CNN on why the NHS is falling apart

https://edition.cnn.com/2023/01/23/uk/uk-nhs-crisis-falling-apart-gbr-intl/index.html

A few points

  • In December, 54,000 people in England had to wait more than 12 hours for an emergency admission. The figure was virtually zero before the pandemic, according to data from NHS England.
  • The average wait time for an ambulance to attend a “category 2” condition – like a stroke or heart attack – exceeded 90 minutes. The target is 18 minutes.
  • There were 1,474 (20%) more excess deaths in the week ending December 30 than the 5-year average.
  • Data from November showed there were more than 7 million people on a hospital waiting list in England.
  • According to an IFS report, even after adjusting for staff sickness absences, there are 9% more consultants, 15% more junior doctors and 8% more nurses than in 2019.
  • Yet the NHS is treating fewer patients than before the pandemic.

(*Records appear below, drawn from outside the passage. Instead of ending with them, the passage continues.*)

PR #100326, opened 2025-12-01
dts: bindings: usb: Fix max3421e compatible to use hyphen word separator

MaureenHelm:
Fixes the max3421e devicetree compatible to follow the convention of using a hyphen rather than an underscore as the word separator.


kartben (changes requested):
can you please add an entry in the migration guide? Thanks!

JarmouniA (approved):

josuah (approved):
Nothing missing according to grep. 👍

kartben (approved):

ttmut (approved):

mathieuchopstm (approved):

jfischer-no (approved):

kartben:
Removing the Trivial label given this is "just" a rename, yes, but for something that's kind of in API territory, and impacts downstream users - a few extra hours of review exposures shouldn't be an issue. cc @JarmouniA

  • According to analysis by health charity the Health Foundation, average day-to-day health spending in the UK between 2010 and 2019 was £3,005 ($3,715) per person per year – 18% below the EU14 [countries that joined the EU before 2004] average of £3,655 ($4,518).
  • During this period, capital expenditure – the amount spent on buildings and equipment – was especially low, according to the Health Foundation analysis. The UK has far fewer MRI and CT scanners per person than the Organisation for Economic Co-operation and Development (OECD) average, meaning staff often have to wait for equipment to become available.

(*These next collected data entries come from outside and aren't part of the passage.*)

PR #100333, opened 2025-12-02
bluetooth: host: name `AUTO_PHY` choices

JordanYates:
Add names to the automatic PHY update choices so the defaults can be updated.

### DIFF
--- a/subsys/bluetooth/host/Kconfig
+++ b/subsys/bluetooth/host/Kconfig
@@ -426,7 +426,7 @@ config BT_AUTO_PHY_UPDATE
 	  behavior can be accomplished by enabling BT_AUTO_PHY_PERIPHERAL_2M and
 	  BT_AUTO_PHY_CENTRAL_2M.
 
-choice
+choice BT_AUTO_PHY_PERIPHERAL
 	prompt "Auto PHY update for peripheral role"
 	depends on BT_PERIPHERAL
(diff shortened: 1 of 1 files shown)


cvinayak (approved):

HaavardRei (approved):

Thalley (approved):

jhedberg (approved):
Seems fine to me, but I'd be curious to hear how you prefer to change the defaults and why? The current values are simply to retain as close behavior as possible to what we had before, with the exception that as peripheral you have to explicitly enable the `AUTO_PHY_UPDATE` option to get this.

JordanYates:
> Seems fine to me, but I'd be curious to hear how you prefer to change the defaults and why? The current values are simply to retain as close behavior as possible to what we had before, with the exception that as peripheral you have to explicitly enable the `AUTO_PHY_UPDATE` option to get this.

The defaults might be same (since `AUTO_PHY_UPDATE` previously defaulted to `y`), but right now there is no Kconfig default way to stop any PHY updates from happening (you can't set defaults on choice options, just the choice itself).

https://github.com/zephyrproject-rtos/zephyr/blob/8aaa5031f7e481912ba234de9bf96e1f4cee56be/subsys/bluetooth/host/Kconfig#L449-L452

kartben:
It is worth adding the "new" symbols to the release notes please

  • Hospital beds are particularly scarce. Over the past 30 years the number of beds in England has more than halved, from around 299,000 in 1987 to 141,000 in 2019, according to analysis by the King’s Fund, an independent think tank.
  • Neville, a consultant in a hospital, judges 2008 the “best” he has seen the NHS in more than 30 years of working in it. By that time, the NHS had enjoyed nearly a decade of hugely increased investment. Waiting lists fell substantially.